Task to complete
Go through the records and write each one out again exactly.

[Dataset entries]
Issue #1237, opened 2024-05-28
Zabbix agent 2 persistent buffer is broken


badfiles:
The enable parameter is missing in agent template

https://github.com/ansible-collections/community.zabbix/commit/c2a32d5ea130eadbf4c4a0b6160757cd9a7e8ac9#r142464773

badfiles:
now the zabbix_agent_persistentbuffer is missing in the rest of the code

pyrodie18:
@badfiles  take a look at https://github.com/ansible-collections/community.zabbix/pull/1278 and tell me if I actually fixed this finally

badfiles:
yes, now it works

PR #1278, opened 2024-06-08
One more try at fixing zabbix_agent_persistentbuffer

pyrodie18:
##### SUMMARY
Related to #1237

### DIFF
--- a/roles/zabbix_agent/tasks/main.yml
+++ b/roles/zabbix_agent/tasks/main.yml
@@ -46,7 +46,7 @@
     zabbix_agent_listenport: "{{ zabbix_agent_listenport is defined | ternary(zabbix_agent_listenport, zabbix_agent2_listenport) | default(10050) }}"
     zabbix_agent_logfilesize: "{{ zabbix_agent_logfilesize is defined | ternary(zabbix_agent_logfilesize, zabbix_agent2_logfilesize) | default(100) }}"
     zabbix_agent_logtype: "{{ zabbix_agent_logtype is defined | ternary(zabbix_agent_logtype, zabbix_agent2_logtype) | default('file') }}"
-    zabbix_agent_persistentbuffer: "{{ zabbix_agent_persistentbuffer is defined | ternary(zabbix_agent_persistentbuffer, zabbix_agent_persistentbuffer) | default(0) }}"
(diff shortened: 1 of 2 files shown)


roles/zabbix_agent/tasks/main.yml
```diff
@@ -46,7 +46,7 @@
     zabbix_agent_listenport: "{{ zabbix_agent_listenport is defined | ternary(zabbix_agent_listenport, zabbix_agent2_listenport) | default(10050) }}"
     zabbix_agent_logfilesize: "{{ zabbix_agent_logfilesize is defined | ternary(zabbix_agent_logfilesize, zabbix_agent2_logfilesize) | default(100) }}"
     zabbix_agent_logtype: "{{ zabbix_agent_logtype is defined | ternary(zabbix_agent_logtype, zabbix_agent2_logtype) | default('file') }}"
-    zabbix_agent_persistentbuffer: "{{ zabbix_agent_persistentbuffer is defined | ternary(zabbix_agent_persistentbuffer, zabbix_agent_persistentbuffer) | default(0) }}"
+    zabbix_agent_enablepersistentbuffer: "{{ zabbix_agent_enablepersistentbuffer is defined | ternary(zabbix_agent_enablepersistentbuffer, zabbix_agent_enablepersistentbuffer) | default(0) }}"
```
eb4x, line 49: I think the most "ansible-ism" way to do this would be to put

`zabbix_agent_enablepersistentbuffer: false` in `defaults/main.yml` and then do `"{{ zabbix_agent_enablepersistentbuffer | ternary('1', '0') }}`

pyrodie18: Ya I get what you're saying.  Right now the stupid thing keeps failing on github and I can't figure out why because when I run the same exact molecule on my box it runs fine.
't

pyrodie18: OK, ya, I like it, although going make the change across the board for this since there are a number of other variables that are very similar.

eb4x: It seems the zabbix-agent fails to start, could be helpful to see the output. Maybe temporarily put the "start service" in a block, something like

```
- block:
    - service:
        name: zabbix-agent
  rescue:
    - slurp:
        path: /var/log/zabbix/zabbix_agent.log
      register: _res
    - debug:
          var: _res.content | b64decode
    - fail:
```
Just to see what zabbix-agent service is complaining on.

pyrodie18: Thank you.  I was trying to figure out a way to get that.

PR #1279, opened 2024-06-08
Went back to upstream php

pyrodie18:
##### SUMMARY
This change removes the earlier addition of Remi PHP


pyrodie18:
I see that @eb4x  is already making this change so will just drop it and pull his in when its ready

PR #1281, opened 2024-06-08
fix: test matrix for zabbix_proxy

### LINKED ISSUE #1280: Molecule tests for zabbix_proxy only run on rockylinux
##### SUMMARY

#1196 introduced a bug in the testing pipeline which causes the `zabbix_proxy` role to be tested only on rockylinux. 
If you look at the detailed action logs, you'll see that `MY_MOLECULE_CONTAINER`, `MY_MOLECULE_IMAGE`  and `MY_MOLECULE_OS_FAMILY` are always empty.

##### ISSUE TYPE
- Bug Report

##### COMPONENT NAME

Github actions for `zabbix_proxy`

jon4hz:
##### SUMMARY

Closes #1280 

##### ISSUE TYPE

- Bugfix Pull Request

### DIFF
--- a/.github/workflows/proxy.yml
+++ b/.github/workflows/proxy.yml
@@ -26,13 +26,27 @@ jobs:
       fail-fast: false
       matrix:
         container:
-          - rockylinux9
-          - rockylinux8
-          - ubuntu2404
-          - ubuntu2204
-          - ubuntu2004
-          - debian12
-          - debian11
+          - name: rockylinux9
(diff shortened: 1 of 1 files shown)


pyrodie18:
@jon4hz  not sure why you're saying it only runs on Rocky.  It does Rocky 8 & 9, Debian 10 and 11, and Ubuntu 20, 22, 24

pyrodie18:
OK, I see what you're talking about.  We actually need to make some different changes to put this back inline with how the rest of the testing is being done.

PR #1290, opened 2024-06-12
Fix zabbix_agent role on Windows

emrocha:
##### SUMMARY
Role zabbix_agent is not working on Windows.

Written reply
Issue #1237, opened 2024-05-28
Zabbix agent 2 persistent buffer is broken


badfiles:
The enable parameter is missing in agent template

https://github.com/ansible-collections/community.zabbix/commit/c2a32d5ea130eadbf4c4a0b6160757cd9a7e8ac9#r142464773

badfiles:
now the zabbix_agent_persistentbuffer is missing in the rest of the code

pyrodie18:
@badfiles  take a look at https://github.com/ansible-collections/community.zabbix/pull/1278 and tell me if I actually fixed this finally

badfiles:
yes, now it works

PR #1278, opened 2024-06-08
One more try at fixing zabbix_agent_persistentbuffer

pyrodie18:
##### SUMMARY
Related to #1237

### DIFF
--- a/roles/zabbix_agent/tasks/main.yml
+++ b/roles/zabbix_agent/tasks/main.yml
@@ -46,7 +46,7 @@
     zabbix_agent_listenport: "{{ zabbix_agent_listenport is defined | ternary(zabbix_agent_listenport, zabbix_agent2_listenport) | default(10050) }}"
     zabbix_agent_logfilesize: "{{ zabbix_agent_logfilesize is defined | ternary(zabbix_agent_logfilesize, zabbix_agent2_logfilesize) | default(100) }}"
     zabbix_agent_logtype: "{{ zabbix_agent_logtype is defined | ternary(zabbix_agent_logtype, zabbix_agent2_logtype) | default('file') }}"
-    zabbix_agent_persistentbuffer: "{{ zabbix_agent_persistentbuffer is defined | ternary(zabbix_agent_persistentbuffer, zabbix_agent_persistentbuffer) | default(0) }}"
(diff shortened: 1 of 2 files shown)


roles/zabbix_agent/tasks/main.yml
```diff
@@ -46,7 +46,7 @@
     zabbix_agent_listenport: "{{ zabbix_agent_listenport is defined | ternary(zabbix_agent_listenport, zabbix_agent2_listenport) | default(10050) }}"
     zabbix_agent_logfilesize: "{{ zabbix_agent_logfilesize is defined | ternary(zabbix_agent_logfilesize, zabbix_agent2_logfilesize) | default(100) }}"
     zabbix_agent_logtype: "{{ zabbix_agent_logtype is defined | ternary(zabbix_agent_logtype, zabbix_agent2_logtype) | default('file') }}"
-    zabbix_agent_persistentbuffer: "{{ zabbix_agent_persistentbuffer is defined | ternary(zabbix_agent_persistentbuffer, zabbix_agent_persistentbuffer) | default(0) }}"
+    zabbix_agent_enablepersistentbuffer: "{{ zabbix_agent_enablepersistentbuffer is defined | ternary(zabbix_agent_enablepersistentbuffer, zabbix_agent_enablepersistentbuffer) | default(0) }}"
```
eb4x, line 49: I think the most "ansible-ism" way to do this would be to put

`zabbix_agent_enablepersistentbuffer: false` in `defaults/main.yml` and then do `"{{ zabbix_agent_enablepersistentbuffer | ternary('1', '0') }}`

pyrodie18: Ya I get what you're saying.  Right now the stupid thing keeps failing on github and I can't figure out why because when I run the same exact molecule on my box it runs fine.
't

pyrodie18: OK, ya, I like it, although going make the change across the board for this since there are a number of other variables that are very similar.

eb4x: It seems the zabbix-agent fails to start, could be helpful to see the output. Maybe temporarily put the "start service" in a block, something like

```
- block:
    - service:
        name: zabbix-agent
  rescue:
    - slurp:
        path: /var/log/zabbix/zabbix_agent.log
      register: _res
    - debug:
          var: _res.content | b64decode
    - fail:
```
Just to see what zabbix-agent service is complaining on.

pyrodie18: Thank you.  I was trying to figure out a way to get that.

PR #1279, opened 2024-06-08
Went back to upstream php

pyrodie18:
##### SUMMARY
This change removes the earlier addition of Remi PHP


pyrodie18:
I see that @eb4x  is already making this change so will just drop it and pull his in when its ready

PR #1281, opened 2024-06-08
fix: test matrix for zabbix_proxy

### LINKED ISSUE #1280: Molecule tests for zabbix_proxy only run on rockylinux
##### SUMMARY

#1196 introduced a bug in the testing pipeline which causes the `zabbix_proxy` role to be tested only on rockylinux. 
If you look at the detailed action logs, you'll see that `MY_MOLECULE_CONTAINER`, `MY_MOLECULE_IMAGE`  and `MY_MOLECULE_OS_FAMILY` are always empty.

##### ISSUE TYPE
- Bug Report

##### COMPONENT NAME

Github actions for `zabbix_proxy`

jon4hz:
##### SUMMARY

Closes #1280 

##### ISSUE TYPE

- Bugfix Pull Request

### DIFF
--- a/.github/workflows/proxy.yml
+++ b/.github/workflows/proxy.yml
@@ -26,13 +26,27 @@ jobs:
       fail-fast: false
       matrix:
         container:
-          - rockylinux9
-          - rockylinux8
-          - ubuntu2404
-          - ubuntu2204
-          - ubuntu2004
-          - debian12
-          - debian11
+          - name: rockylinux9
(diff shortened: 1 of 1 files shown)


pyrodie18:
@jon4hz  not sure why you're saying it only runs on Rocky.  It does Rocky 8 & 9, Debian 10 and 11, and Ubuntu 20, 22, 24

pyrodie18:
OK, I see what you're talking about.  We actually need to make some different changes to put this back inline with how the rest of the testing is being done.

PR #1290, opened 2024-06-12
Fix zabbix_agent role on Windows

emrocha:
##### SUMMARY
Role zabbix_agent is not working on Windows.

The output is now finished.